The effect of this decision is to place all property owners in a highly undesirable position as it sanctions an improper undervaluation of condemned land from the initiation of eminent domain proceedings. As a result, landowners will be forced to resort to costly litigation in an effort to obtain just compensation because the State can now take property immediately for a mere fraction of its fair market value if the State's intended use creates a colorable excuse for reduced compensation. Obviously, the construction of highways will frequently involve costs that would never arise when the property is being put to its ordinary use for commercial or residential purposes. If the State can pass on those extra costs to innocent landowners by reducing the compensation to which they are constitutionally entitled, basic principles of equity and fairness will necessarily be frustrated. By condoning the State's revision of its certified appraiser's report to account for the remediation costs, the majority is allowing the State to determine fair market value of land in future eminent domain proceedings by using whatever method the State arbitrarily decides is appropriate.

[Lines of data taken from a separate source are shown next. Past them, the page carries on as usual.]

PR #4706, opened 2022-10-25
tests: Don't wait for all the nanoseconds

jeremyg-lunarg:
A UINT64_MAX timeout is about 585 years. We want tests to complete before then, even if everything has gone wrong.

### DIFF
--- a/tests/positive/image_buffer.cpp
+++ b/tests/positive/image_buffer.cpp
@@ -1986,8 +1986,8 @@ TEST_F(VkPositiveLayerTest, TransferImageToSwapchainDeviceGroup) {
     VkFence fence_handle = fence.handle();
 
     uint32_t image_index;
-    vk::AcquireNextImageKHR(m_device->handle(), m_swapchain, UINT64_MAX, VK_NULL_HANDLE, fence_handle, &image_index);
-    vk::WaitForFences(m_device->device(), 1, &fence_handle, VK_TRUE, std::numeric_limits<uint64_t>::max());
+    vk::AcquireNextImageKHR(m_device->handle(), m_swapchain, kWaitTimeout, VK_NULL_HANDLE, fence_handle, &image_index);
+    vk::WaitForFences(m_device->device(), 1, &fence_handle, VK_TRUE, kWaitTimeout);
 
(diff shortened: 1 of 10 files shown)


tests/vkrenderframework.h
```diff
@@ -47,6 +47,8 @@ class VkImageObj;
 
 using vk_testing::MakeVkHandles;
 
+static constexpr uint64_t kWaitTimeout{10000000000};  // 10 seconds in ns
```
jeremyg-lunarg, line 50: Should this constant go in one of the test framework classes?

tests/positive/image_buffer.cpp
```diff
@@ -1986,8 +1986,8 @@ TEST_F(VkPositiveLayerTest, TransferImageToSwapchainDeviceGroup) {
     VkFence fence_handle = fence.handle();
 
     uint32_t image_index;
-    vk::AcquireNextImageKHR(m_device->handle(), m_swapchain, UINT64_MAX, VK_NULL_HANDLE, fence_handle, &image_index);
-    vk::WaitForFences(m_device->device(), 1, &fence_handle, VK_TRUE, std::numeric_limits<uint64_t>::max());
+    vk::AcquireNextImageKHR(m_device->handle(), m_swapchain, kWaitTimeout, VK_NULL_HANDLE, fence_handle, &image_index);
```
jeremyg-lunarg, line 1989: Should all wait calls have an ASSERT_VK_SUCCESS(err) after them?

tests/vkrenderframework.h
ncesario-lunarg: I don't have a strong preference.

ncesario-lunarg (approved):
LGTM!

spencer-lunarg (approved):

tests/positive/image_buffer.cpp
spencer-lunarg: I guess not sure if some tests can allow `VK_TIMEOUT`

jeremyg-lunarg: I'm going to skip this part for now, it seems like it could end up being subjective.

In conclusion, simply because the State decided to take MCNB's property, the majority has decided that MCNB must pay the costs to clean up an environmental mess caused by a previous property owner. Consequently, MCNB is being forced to incur a financial loss that it otherwise never would have sustained solely because of the State's intended use of the property. The majority's decision has worked a travesty of justice because MCNB is being denied the just compensation to which it is constitutionally entitled. Accordingly, I respectfully dissent.